■ Entries provided:
Issue #710, opened 2024-06-11
Update generated ESLint config file for ESLint 9


KnightYoshi:
### Feature Request

Update ESLint config to support the ESLint 9 structure.

### What are the alternatives?

I have managed to get ESLint to recognize the WXT globals by importing it as:
```
import globals from 'globals';
import wxtimport from './.wxt/eslintrc-auto-import.json' assert { type: 'json' };

export default [
    {
        languageOptions: {
            globals: {
                ...globals.browser,
                ...wxtimport.globals,
            },
        },
    }
```

### Additional context

ESLint 9 has deprecated the `.eslintrc*` files in favor of eslint.config.js, eslint.config.mjs, and eslint.config.cjs and changed the config structure

https://eslint.org/docs/latest/use/configure/configuration-files

Looked through how it's generated and got lost trying to follow the trail 🤣

aklinker1:
Or, a much simpler alternative, just output a second file file along-side the existing file with the following content:

```ts
// .wxt/eslint-v9-config.js
import globals from 'globals';
import v8Config from './.wxt/eslintrc-auto-import.json' assert { type: 'json' };

export default {
        languageOptions: {
            globals: {
                ...globals.browser,
                ...v8Config.globals,
            },
        },
    }
```

And tell people to extend that file for v9 and up. Eventually, I'd like to just generate one file, but this could be a short-term solution.

KnightYoshi:
Thanks for pointing me in the right direction. I don't mind giving it a shot myself. I ended up in the [getUnimportOptions](https://github.com/wxt-dev/wxt/blob/34ea23030b932da7a66f0942d45025fd37bc236d/packages/wxt/src/core/utils/building/resolve-config.ts#L268C16-L268C34) function trying to find where it happens 🙃 

I've looked at how the _globals_ package does it, that package just has an `index.js` script that exports the `globals.json` file. I think we can do something similar here that way it's not backwards breaking.

I'll see about doing this a little later when I have some free

aklinker1:
Released in [`v0.18.11`](https://github.com/wxt-dev/wxt/releases/tag/wxt-v0.18.11)

PR #762, opened 2024-06-21
feat: add eslint 9 config support

KnightYoshi:
Add ESLint 9 support: https://github.com/wxt-dev/wxt/issues/710

With ESLint 9, the config has changed, this generates a ESLint JS file to work with the ESLint 9 config changes.

This also adds ESLint to the wxt-demo package.

There is just one issue to address.
IDE has an ESLint error
`SyntaxError: The requested module './.wxt/eslintrc-auto-import.js' does not provide an export named 'default'`

I think this is because it's not an `index.js` file and is doing a `module.exports` but in the demo package I'm using an `import` statement. If it's safe to now just use an `export` statement in the JS file I can update it to do that instead, or what would be the preferred approach to this?

I think everything else is correct, the Vitest was a bit of a learning curve, luckily there's plenty of other tests to learn from :)


aklinker1:
Thanks for the PR, will review this today!

packages/wxt-demo/wxt.config.ts
```diff
@@ -29,4 +29,9 @@ export default defineConfig({
     // @ts-expect-error: c is not defined, this should error out
     c: 'c',
   },
+  imports: {
+    eslintrc: {
+      enabled: true,
+    },
+  },
```
aklinker1, line 36: Remove this. You changes should be covered by tests.

packages/wxt-demo/package.json
```diff
@@ -23,6 +23,7 @@
   "devDependencies": {
     "@types/react": "^18.3.3",
     "@types/react-dom": "^18.3.0",
+    "eslint": "^9.5.0",
```
aklinker1, line 26: Same here. Create a E2E test that uses eslint 9 instead.

packages/wxt/src/core/utils/building/generate-wxt-dir.ts
```diff
@@ -31,7 +32,8 @@ export async function generateTypesDir(
     const unimport = createUnimport(wxt.config.imports);
     references.push(await writeImportsDeclarationFile(unimport));
     if (wxt.config.imports.eslintrc.enabled) {
-      await writeImportsEslintFile(unimport, wxt.config.imports);
+      const eslintVersion = await getEslintVersion();
+      await writeImportsEslintFile(unimport, wxt.config.imports, eslintVersion);
```
aklinker1, line 36: We can just move this variable into the function

packages/wxt/src/core/utils/building/generate-wxt-dir.ts
```diff
@@ -73,7 +77,26 @@ async function writeImportsEslintFile(
...
+  await fs.writeJson(jsonFilePath, eslintrc, { spaces: 2 });
+
+  await writeEslintNineFile(majorEslintVersion, jsonFilePath);
+}
+
+async function writeEslintNineFile(
+  majorEslintVersion: number,
+  jsonFilePath: string,
+) {
+  if (majorEslintVersion >= 9) {
```
aklinker1, line 91: This if statement should go outside this function. We should only call `writeEslintNineFile` if it is eslint 9. Small readibility thing.

packages/wxt/src/core/utils/eslint.ts
```diff
@@ -0,0 +1,16 @@
+import { resolve } from 'node:path';
+import fs from 'fs-extra';
+import { wxt } from '../wxt';
+
+export async function getEslintVersion(): Promise<string[]> {
+  try {
+    const packageJsonPath = resolve(
+      wxt.config.root,
+      'node_modules/eslint/package.json',
```
aklinker1, line 9: Unfortunately, there is no guarentee that this file exists... Monorepos for example, may not have eslint installed in this extention's package. Instead, we should import it and grab the version from the imports. Something like this:

```ts
const { ESLint } = await import('eslint');
console.log(ESLint.version)
```

aklinker1 (changes requested):
Couple of changes requested. I'll implement a E2E test for this, can you update it so it passes?

```ts
# To run tests:
pnpm test
```

aklinker1:
I see we're just re-exporting the JSON file in a JS file. How is this any different from this? Is a new file necessary?

```diff
// eslint.config.js
- import autoImports from './.wxt/eslintrc-auto-import.js';
+ import autoImports from './.wxt/eslintrc-auto-import.json' with { type: 'json' };

export default [
  {
    languageOptions: {
      globals: {
        ...autoImports.globals,
      },
      sourceType: 'module',
    },
  },
];
```

Instead, should we fully adopt the new config format and do something like this?

```js
import autoImports from './.wxt/eslintrc-auto-import.js';

export default [
  autoImports,
  {
    // User config here...
  },
];
```

```js
// ./.wxt/eslintrc-auto-import.js
import { globals } from './eslintrc-auto-import.json' with { type: 'json' };

export default [
  {
    languageOptions: {
      globals,
      sourceType: 'module',
    },
  }
]
```

aklinker1:
Doing some more testing, and it appears `typescript-eslint` handles this automatically for you. Still a problem if you use JS though, so this PR is still important.

aklinker1:
OK, got a basic example of using the new flat file format


https://github.com/wxt-dev/wxt/assets/10101283/afeca287-38c6-4e9d-b89d-984aff4bd99c

[wxt-eslint-9-example.zip](https://github.com/user-attachments/files/15945360/wxt-eslint-9-example.zip)

I think we should use this format instead.

aklinker1:
Also, I just merged #767, which will effect this PR. I knew it would cause conflicts with this PR when I merged it, but I needed it merged for some other work. Don't worry about fixing the conflicts yourself, I can do it since I broke it.

packages/wxt-demo/package.json
KnightYoshi: Do we even need ESLint included? I had added it for the demo stub, but since that config is being removed, I don't think we need ESLint even added to the demo package

packages/wxt/src/core/utils/building/generate-wxt-dir.ts
KnightYoshi: Fair enough, I looked at it and went "you know an early return would make this easier to read, or could have it outside the function"

packages/wxt/src/core/utils/eslint.ts
KnightYoshi: ESLint is not a friendly import with the `"type": "module"` 

Looked for an alternative option, found the `createRequire` flow, found out that `createRequire` is already declared, so looked to see if and how that was handled and mirrored that to import ESLint, let me know if that works for you

KnightYoshi:
> I see we're just re-exporting the JSON file in a JS file. ~If that's all we're doing, can't we just do this instead?~
> 
> _Edit: ESLint doesn't like the `with { type: 'json' }`_
> 
> ```diff
> // eslint.config.js
> - import autoImports from './.wxt/eslintrc-auto-import.js';
> + import autoImports from './.wxt/eslintrc-auto-import.json' with { type: 'json' };
> 
> export default [
>   {
>     languageOptions: {
>       globals: {
>         ...autoImports.globals,
>       },
>       sourceType: 'module',
>     },
>   },
> ];
> ```
> 
> What about fully adopting the new file config format and do something like this?
> 
> ```js
> import autoImports from './.wxt/eslint-auto-import-config.js';
> 
> export default [
>   autoImports,
>   {
>     // User config here...
>   },
> ];
> ```
> 
> ```js
> // ./.wxt/eslint-auto-import-config.js
> import { globals } from './eslintrc-auto-import.json' with { type: 'json' };
> 
> export default {
>   languageOptions: {
>     globals,
>     sourceType: 'module',
>   },
> }
> ```

The idea I had was keeping it BC, since jumping to ESLint 9+ might be bigger hurdle for some. There _was_ a package, [ESLint import plugin](https://www.npmjs.com/package/eslint-plugin-import) I had that's not ESLint 9 compatible and hasn't been updated in 6 months, and I wasn't sure when it was going to be updated so I opted not to move to ESLint 9 for now. 
I say "was" because the guy ljharb who is a big contributor insists on Node 0.4 compatibility and has caused a bit of an uproar over it, so I opted to remove it 🤣 However, that's not to say others can or will remove ESLint packages that prevent updating to the latest version.

What about splitting it so that it generates >=9+ config and <9 config depending on the ESLint version.

packages/wxt/src/core/utils/building/generate-wxt-dir.ts
KnightYoshi: moved! :)

aklinker1:
> I say "was" because the guy ljharb who is a big contributor insists on Node 0.4 compatibility and has caused a bit of an uproar over it, so I opted to remove it 🤣

... That's an interesting opinion.

> What about splitting it so that it generates >=9+ config and <9 config depending on the ESLint version.

I think this is what we should do. Checking out your latest code now.

packages/wxt/src/core/utils/eslint.ts
aklinker1: Hmm, I thought dynamic imports supported CJS modules. I see your `createRequire` code, if that's what's required, that's good with me 👍

KnightYoshi:
> > I say "was" because the guy ljharb who is a big contributor insists on Node 0.4 compatibility and has caused a bit of an uproar over it, so I opted to remove it 🤣
> 
> ... That's an interesting opinion.
> 
> > What about splitting it so that it generates >=9+ config and <9 config depending on the ESLint version.
> 
> I think this is what we should do. Checking out your latest code now.

Cool, if I have some time today I'll work on splitting it into separate dedicated configs based on the ESLint version, otherwise probably next weekend.

I already liked what the WXT framework has to offer. Working on this small part, and digging into the the internals of how it works has made me appreciate even more all the effort that has gone into it. It's non-trivial effort, so well done

packages/wxt-demo/package.json
aklinker1: No, we should be good. I'll remove the types package.

packages/wxt/src/core/utils/building/resolve-config.ts
```diff
@@ -302,17 +304,6 @@ async function getUnimportOptions(
 ): Promise<WxtResolvedUnimportOptions | false> {
   if (config.imports === false) return false;
 
-  const rawEslintEnabled = config.imports?.eslintrc?.enabled;
-  let eslintEnabled: boolean;
-  switch (rawEslintEnabled) {
-    case undefined:
-    case 'auto':
-      eslintEnabled = await isModuleInstalled('eslint');
```
aklinker1, line 310: Seems like `"auto"` was not working. Using your code though, it's working now!

packages/wxt/src/core/utils/building/resolve-config.ts
```diff
@@ -343,6 +330,40 @@ async function getUnimportOptions(
...
+      eslintEnabled = rawEslintEnabled;
+  }
+
+  return {
+    enabled: eslintEnabled,
+    filePath: path.resolve(
+      wxtDir,
+      eslintEnabled === 9
+        ? 'eslint-auto-imports.mjs'
+        : 'eslintrc-auto-import.json',
```
aklinker1, line 361: Needed to change the default file path for this file based on the version, so I moved the version detection code into the config resolution.

aklinker1 (approved):
OK, this is looking good. I need to test if this actually creates a valid config file, I'll add an E2E test for that later today maybe...

aklinker1:
Released in [`v0.18.11`](https://github.com/wxt-dev/wxt/releases/tag/wxt-v0.18.11)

■ Brief:
When a line of the records holds the word "tests", copy that line.

■ Your response:
I think everything else is correct, the Vitest was a bit of a learning curve, luckily there's plenty of other tests to learn from :)
aklinker1, line 36: Remove this. You changes should be covered by tests.
# To run tests:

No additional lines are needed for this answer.